• Assignment: Among the entries that follow, the required portion opens with the line containing "PR #20717, opened 2025-03-04" and closes with the line containing "Thank you @stof.". Give that portion again exactly, and nothing else.

Segment Open

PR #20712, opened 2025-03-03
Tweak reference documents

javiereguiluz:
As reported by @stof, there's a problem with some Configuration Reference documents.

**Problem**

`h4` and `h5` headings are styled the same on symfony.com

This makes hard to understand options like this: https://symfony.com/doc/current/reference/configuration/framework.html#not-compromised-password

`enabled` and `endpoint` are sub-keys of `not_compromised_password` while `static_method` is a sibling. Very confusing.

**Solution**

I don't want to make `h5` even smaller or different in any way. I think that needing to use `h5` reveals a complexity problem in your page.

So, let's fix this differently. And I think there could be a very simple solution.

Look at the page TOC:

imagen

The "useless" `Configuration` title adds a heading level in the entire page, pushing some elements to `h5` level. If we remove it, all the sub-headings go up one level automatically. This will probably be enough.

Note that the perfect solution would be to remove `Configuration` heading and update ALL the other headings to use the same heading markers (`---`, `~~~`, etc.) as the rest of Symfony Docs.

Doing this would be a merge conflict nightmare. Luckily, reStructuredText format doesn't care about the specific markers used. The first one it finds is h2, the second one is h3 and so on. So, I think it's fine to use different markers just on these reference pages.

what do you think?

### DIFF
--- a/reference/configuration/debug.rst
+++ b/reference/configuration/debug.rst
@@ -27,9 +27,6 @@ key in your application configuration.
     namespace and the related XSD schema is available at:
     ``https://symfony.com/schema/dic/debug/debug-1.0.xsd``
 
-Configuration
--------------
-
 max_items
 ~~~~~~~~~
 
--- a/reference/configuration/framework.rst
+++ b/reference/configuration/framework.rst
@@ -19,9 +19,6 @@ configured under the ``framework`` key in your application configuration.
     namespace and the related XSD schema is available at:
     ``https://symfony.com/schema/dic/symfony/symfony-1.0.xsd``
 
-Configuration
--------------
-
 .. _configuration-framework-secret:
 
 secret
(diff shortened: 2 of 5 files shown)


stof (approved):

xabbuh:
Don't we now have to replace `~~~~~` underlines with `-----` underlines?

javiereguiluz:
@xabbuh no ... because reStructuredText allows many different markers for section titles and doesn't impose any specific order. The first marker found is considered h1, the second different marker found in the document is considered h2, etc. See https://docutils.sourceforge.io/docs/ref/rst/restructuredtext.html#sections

Segment Closed
Segment Open

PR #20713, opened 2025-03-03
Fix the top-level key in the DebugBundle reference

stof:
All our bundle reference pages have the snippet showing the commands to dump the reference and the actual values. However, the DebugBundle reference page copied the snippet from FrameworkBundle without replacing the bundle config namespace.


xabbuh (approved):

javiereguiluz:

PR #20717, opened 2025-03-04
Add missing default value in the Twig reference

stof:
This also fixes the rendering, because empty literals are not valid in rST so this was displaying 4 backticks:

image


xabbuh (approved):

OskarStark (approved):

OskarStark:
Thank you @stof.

Segment Closed
Segment Open

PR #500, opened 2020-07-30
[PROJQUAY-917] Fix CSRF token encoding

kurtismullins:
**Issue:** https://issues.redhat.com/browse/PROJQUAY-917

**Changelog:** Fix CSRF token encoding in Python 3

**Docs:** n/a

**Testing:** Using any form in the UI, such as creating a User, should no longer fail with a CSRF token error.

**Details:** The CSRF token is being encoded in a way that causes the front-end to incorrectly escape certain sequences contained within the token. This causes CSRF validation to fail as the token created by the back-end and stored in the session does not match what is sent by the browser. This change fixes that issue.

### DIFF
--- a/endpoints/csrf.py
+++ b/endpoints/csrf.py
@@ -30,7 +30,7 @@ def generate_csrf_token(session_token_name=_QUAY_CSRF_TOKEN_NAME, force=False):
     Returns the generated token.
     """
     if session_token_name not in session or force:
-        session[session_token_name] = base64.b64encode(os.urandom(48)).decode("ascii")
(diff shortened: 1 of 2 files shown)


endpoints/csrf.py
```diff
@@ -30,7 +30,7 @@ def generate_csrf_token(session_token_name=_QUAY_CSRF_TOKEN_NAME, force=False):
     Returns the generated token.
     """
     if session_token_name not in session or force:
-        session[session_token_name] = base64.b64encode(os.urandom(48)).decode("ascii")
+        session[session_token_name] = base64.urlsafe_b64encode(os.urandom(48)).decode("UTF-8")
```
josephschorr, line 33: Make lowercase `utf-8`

Segment Closed

• Result:
PR #20717, opened 2025-03-04
Add missing default value in the Twig reference

stof:
This also fixes the rendering, because empty literals are not valid in rST so this was displaying 4 backticks:

image


xabbuh (approved):

OskarStark (approved):

OskarStark:
Thank you @stof.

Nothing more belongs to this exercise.